Start of Information given

PR #814, opened 2026-08-09
fix(sessions): say when a conversation's start is gone

victorarias:
Slice 5 shipped `TRANSCRIPT_RETENTION_ITEMS` (50,000) and `TRANSCRIPT_RETENTION_BYTES` (32 MB) as tripwires set past the longest conversation anyone on this machine has ever had — and nothing had ever reached them. This drives that path and fixes what it found.

## A conversation whose start is gone now says so

Retention drops the oldest items for good. When it had, the window covered everything the host still held, so `has_more` was false and no "load earlier" button appeared either — the transcript simply began partway through, indistinguishable from one that had always been that short. The host knew (`dropped`), and the app threw the number away.

The snapshot now carries it and the transcript is headed by a row naming the count once there is nothing left to page.

Three signals, deliberately distinct:

- `has_more` — "ask me again", goes false when you reach what the host holds.
- `truncated` — "this message does not carry everything", which a client pages away.
- `dropped` — gone for good, which no amount of scrolling changes.

Only the third can honestly drive the row. A rebuilt host reports its own count under a new epoch, so a revive that reads the whole session file back clears the row rather than inheriting a loss it does not have.

## Retention could evict a message mid-sentence

A streaming message is normally the newest item and safe by the "never drop the newest" rule — but it stops being newest the moment pi opens a tool beneath it. Evicting it there did not merely lose it: the next delta found no open message, minted a fresh one from the tail alone, and the agent's paragraph reappeared truncated and out of order, below the tool it was written above.

Measured on the pre-fix code: 400 characters written, 10 survived. `trim` now holds a message that is still being written, which costs one item over budget until it ends — the same bargain the newest item already gets.

## Making the tripwire reachable

`ATTN_PI_HOST_RETENTION_ITEMS` and `ATTN_PI_HOST_RETENTION_BYTES` override the compiled-in budgets, following `ATTN_KITTY_STORAGE_LIMIT`'s shape including its "a typo must not silently change behavior" rule — a non-positive or unparseable value is reported and treated as absent, meaning the default rather than zero. They are how this was verified live, and the escape hatch for a machine where a host's memory matters more than a month of scroll-back.

## Verification

Live, on a throwaway profile with the item budget lowered to 40: a 400-entry conversation resumed into a new session, host retained 40 and dropped 360, and the app reported `historyDropped: 360` with no load-earlier button. The transcript is headed by "360 earlier items are no longer kept for this conversation." and begins at "Filler question 181" — the 361st of the 400 entries, the first one left after 360 were dropped. Profile reaped afterwards.

The eviction path itself is covered by unit tests rather than a committed scenario: the real tripwire is 50,000 items, and a scenario that depended on a tuned daemon would be testing a configuration no user runs.

- 13 new host tests driving retention: what it drops and keeps, byte accounting given back on a drop, the byte tripwire firing where the item count would not, one oversized item kept rather than leaving nothing, paging past what was dropped, and both streaming cases.
- 6 new pane tests including the StrictMode replaying-updater check this repo requires of any new surface, plus the splice and epoch-change paths.
- Every new rule mutation-checked — including one guard (`Math.max` on the splice) that survived its mutation because seq-dedup makes a decreasing count unreachable; it was removed rather than kept as a guard that cannot fail.
- Full frontend suite (2,612), full plugin suite (140), `tsc --noEmit`, `go build` — green.

Base is `epic/pi-headless-host`. This closes watch-list item (5) from the slice-5 report and narrows (6): the zombie scroll-back edge remains, but the fresh-window half of it is no longer silent.

https://claude.ai/code/session_015ooFm5RBBqS9omX5GWKqTN

### DIFF
--- a/app/src/components/ConversationPane/ConversationPane.css
+++ b/app/src/components/ConversationPane/ConversationPane.css
@@ -94,6 +94,14 @@
   color: var(--color-error);
 }
 
+/* The top of a conversation whose start the host no longer keeps. It is not a
+   notice from the agent's side of the exchange, so it sits apart from the first
+   item rather than between two of them. */
+.conversation-pane-dropped {
+  flex: 0 0 auto;
+  margin-bottom: 8px;
+}
+
 .conversation-pane-empty {
   color: var(--color-text-secondary);
   font-size: var(--font-size-sm);
--- a/app/src/components/ConversationPane/ConversationPane.history.test.tsx
+++ b/app/src/components/ConversationPane/ConversationPane.history.test.tsx
@@ -185,3 +185,135 @@ describe('ConversationPane history', () => {
     expect(screen.getByTestId('conversation-model')).toHaveTextContent('local/experimental');
   });
 });
+
+/**
+ * Retention reached: the host's transcript budget dropped the start of the
+ * conversation for good. Nothing can page it back, so the only honest thing the
+ * pane can do is say so — a transcript that silently begins mid-thought is the
+ * failure this row exists to prevent.
+ */
+describe('ConversationPane dropped history', () => {
+  beforeEach(() => {
+    useConversationsStore.setState({ conversations: {} });
+  });
+
+  function dropped(count: number, hasMore: boolean, seq = 2) {
+    apply('conversation_snapshot', {
+      epoch: 'e1',
+      items: [{ kind: 'message', id: 'm900', role: 'assistant', text: 'nine hundred', streaming: false }],
+      has_more: hasMore,
+      dropped: count,
+      running: false,
+      queue: { steering: [], followUp: [] },
+    }, seq);
+  }
+
+  it('says how much of the conversation is gone once there is nothing left to page', () => {
+    renderPane();
+    apply('session_ready', { state: 'idle' }, 1);
+    dropped(1_240, false);
+
+    const row = screen.getByTestId('conversation-history-dropped');
+    expect(row).toHaveTextContent('1,240 earlier items are no longer kept');
+    expect(row.getAttribute('data-dropped')).toBe('1240');
+  });
+
+  it('stays quiet while the way back is still offered', () => {
+    // Retention has dropped items AND the host still holds pageable ones. The
+    // row would be premature: what the user can reach has not run out yet, and
+    // the button is the honest surface until it does.
+    renderPane();
+    apply('session_ready', { state: 'idle' }, 1);
+    dropped(1_240, true);
+
+    expect(screen.queryByTestId('conversation-history-dropped')).toBeNull();
+    expect(screen.getByTestId('conversation-load-earlier')).toBeInTheDocument();
+  });
+
+  it('draws nothing for a conversation that simply reached its start', () => {
+    // The ordinary short conversation: a window covering everything, nothing
+    // dropped. This is why the row is driven by the dropped count rather than by
+    // "the window did not carry it all".
+    renderPane();
+    apply('session_ready', { state: 'idle' }, 1);
+    dropped(0, false);
+
+    expect(screen.queryByTestId('conversation-history-dropped')).toBeNull();
+  });
+
+  it('does not double-count under StrictMode', () => {
+    // The bar this repo holds for any new surface: React replays state updaters,
+    // so a count folded in with anything other than an idempotent rule reads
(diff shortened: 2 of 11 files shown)


figgyster (approved):
Approve — with three small notes that don't block anything.

The three-signal split is the right call, and I mean structurally: `has_more` is "ask me again", `truncated` is "this message doesn't carry everything", `dropped` is "gone for good". Only the third can honestly drive that row, and the row only renders once paging is exhausted — the button stays the honest surface until it stops being one. The epoch rule is the part I like most: a rebuilt host that read the whole session file back reports its own count, so a revive doesn't inherit a loss it doesn't have.

The streaming guard fixes a real corruption-class bug, not a theoretical one. I traced the delta path: evict the open message, the next delta finds no open message and mints a fresh one from the tail alone — paragraph split, first half filed under the tool that ran beneath it. Your measured 400 chars → 10 survived is the kind of receipt that makes a bug real. And the guard is placed right: the only streaming item trim can ever reach is `items[0]`, so `return` is correct, not a lazy `continue`.

Verified on the box, on this head:
- Plugin suite 140/140, host-history 41/41 — the 13 retention tests are witnesses, not mocks: byte accounting given back on drop, the byte tripwire firing where the item count wouldn't, the oversized item kept rather than an empty transcript, paging past a drop answering with an empty page instead of an error.
- Pane history tests 15/15, including the StrictMode replay check and the splice-keeps-count path.
- Full frontend suite green (2607 passed here; your 2,612 count is env-conditional skips), tsc clean.
- Mutation-checked three of your rules myself: removing the streaming guard fails 2 retention tests; dropping `droppedBefore > 0` from the row condition fails 2 pane tests; making the splice keep the client's count instead of the snapshot's fails the splice test. Every rule I touched is pinned. The "Math.max survived its mutation so we removed it" story is consistent with what's in the tree.
- The daemon never reshapes `conversation_snapshot` — the host emits it straight onto the stream, so `dropped` rides through untouched. No protocol-version concern; this is the plugin envelope layer, not the native contract.

CI: everything green except the ledger-documented split-blank E2E flake on shard 3/3 (`split-blank-repro-agent-pa-10f34-after-opening-a-shell-split`) — terminal-blocks territory, nothing this PR touches; shards 1/3 and 2/3 passed. Daemon/Tauri correctly skip (no Go or Rust in the diff).

Notes, all cosmetic:

1. `conversation-notice--info` (ConversationPane/index.tsx:219) has no CSS definition anywhere — only `--warn` and `--error` exist in ConversationPane.css. The row renders fine on the base notice style, so either the modifier was meant to do something and never landed, or it's dead weight. Define it or drop it.

2. `retentionBudget` is the one new rule without a witness. The whole point of it is "a typo must not silently change behavior" — that's a claim about parsing, and it's the single new function with no test. Pure, five lines to pin, and this repo's discipline is mutation-checked rules.

3. Arithmetic in the PR body: "begins at 'Filler question 181' — which is exactly entry 360 of 400". Under any consistent reading that's off by one — 360 dropped of 400 leaves the first retained entry at 361; entry 360 is the last one dropped. The row's "360" is right; the parenthetical isn't.

The remaining zombie edge — a client holding scroll-back the host has since evicted keeps drawing the old items above the row — is honestly scoped in the body, and the fresh-window half of the silence is genuinely dead. Slice-5 watch item (5) closes, (6) narrows. Good night's work.

figgyster (approved):
Both remaining nits closed at d444511, and the retention one the better way: instead of just adding a test around the env read, `retentionBudget` moved into envelope.ts as a pure function — raw string in, warn callback out — with env reading and the host-log prefix left behind a thin wrapper in index.ts. That makes the typo rule directly testable, and the six new tests pin every clause: empty → default silently, "40" → taken (the reachable-tripwire case), "1" → a legitimate ask, the typo corpus ("fourty", "0", "-1", "1.5", "40 items", "1e3px", "Infinity", "NaN") → all default, an exact warning string, and "1e3" → 1000 so the exponent edge is on the record rather than implicit. The dead `--info` hook is gone from the className; AGENTS.md now documents the overrides.

Verified at the new head: plugin suite 146/146 (140 + the six), pane tests 15/15, full frontend 2607 passed / 0 failed, tsc clean. CI fast jobs green, E2E shards spinning. Re-approving on head — #814's ledger is now fully square.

End of Information given

* **Task prompt**: Go through the records. Copy each line where "shards" appears.

* **Reply**:
CI: everything green except the ledger-documented split-blank E2E flake on shard 3/3 (`split-blank-repro-agent-pa-10f34-after-opening-a-shell-split`) — terminal-blocks territory, nothing this PR touches; shards 1/3 and 2/3 passed. Daemon/Tauri correctly skip (no Go or Rust in the diff).
Verified at the new head: plugin suite 146/146 (140 + the six), pane tests 15/15, full frontend 2607 passed / 0 failed, tsc clean. CI fast jobs green, E2E shards spinning. Re-approving on head — #814's ledger is now fully square.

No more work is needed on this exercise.